*** LISTED ENTRIES ***

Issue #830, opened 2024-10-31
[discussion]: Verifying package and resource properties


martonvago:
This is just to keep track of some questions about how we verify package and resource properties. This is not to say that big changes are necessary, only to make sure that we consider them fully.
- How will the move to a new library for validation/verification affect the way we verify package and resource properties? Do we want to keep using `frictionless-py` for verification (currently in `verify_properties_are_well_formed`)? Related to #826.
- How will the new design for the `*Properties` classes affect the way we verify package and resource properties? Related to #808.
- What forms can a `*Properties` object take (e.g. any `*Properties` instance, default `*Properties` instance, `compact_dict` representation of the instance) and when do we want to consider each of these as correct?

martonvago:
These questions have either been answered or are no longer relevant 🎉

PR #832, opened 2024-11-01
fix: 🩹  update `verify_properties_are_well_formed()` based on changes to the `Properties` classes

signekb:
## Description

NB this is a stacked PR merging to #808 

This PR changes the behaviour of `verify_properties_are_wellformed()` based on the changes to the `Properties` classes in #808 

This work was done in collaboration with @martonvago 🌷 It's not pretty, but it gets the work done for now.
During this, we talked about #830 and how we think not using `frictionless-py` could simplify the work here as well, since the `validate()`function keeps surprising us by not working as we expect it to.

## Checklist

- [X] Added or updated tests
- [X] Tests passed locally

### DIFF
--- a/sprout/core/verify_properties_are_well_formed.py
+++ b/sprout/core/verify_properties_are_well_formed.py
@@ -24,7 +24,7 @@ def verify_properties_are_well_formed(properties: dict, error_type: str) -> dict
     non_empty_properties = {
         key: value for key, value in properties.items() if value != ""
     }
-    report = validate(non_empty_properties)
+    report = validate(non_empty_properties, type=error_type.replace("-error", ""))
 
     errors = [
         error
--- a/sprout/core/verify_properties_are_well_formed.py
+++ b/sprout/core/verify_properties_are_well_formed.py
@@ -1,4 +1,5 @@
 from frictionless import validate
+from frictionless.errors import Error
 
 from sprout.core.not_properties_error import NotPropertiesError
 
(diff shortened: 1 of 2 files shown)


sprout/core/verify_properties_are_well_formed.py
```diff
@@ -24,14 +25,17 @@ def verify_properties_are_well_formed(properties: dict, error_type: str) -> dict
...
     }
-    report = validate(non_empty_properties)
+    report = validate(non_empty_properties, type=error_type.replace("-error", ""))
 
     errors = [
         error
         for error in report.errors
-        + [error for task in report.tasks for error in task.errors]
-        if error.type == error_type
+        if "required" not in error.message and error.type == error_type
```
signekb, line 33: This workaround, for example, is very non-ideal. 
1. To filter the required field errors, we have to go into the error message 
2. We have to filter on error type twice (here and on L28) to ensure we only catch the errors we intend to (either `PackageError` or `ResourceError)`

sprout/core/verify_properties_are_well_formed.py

***

== WHAT TO DO ==
Look over the listing and return each line that holds "only".

== REPLY TO THE TASK ==
This is just to keep track of some questions about how we verify package and resource properties. This is not to say that big changes are necessary, only to make sure that we consider them fully.
2. We have to filter on error type twice (here and on L28) to ensure we only catch the errors we intend to (either `PackageError` or `ResourceError)`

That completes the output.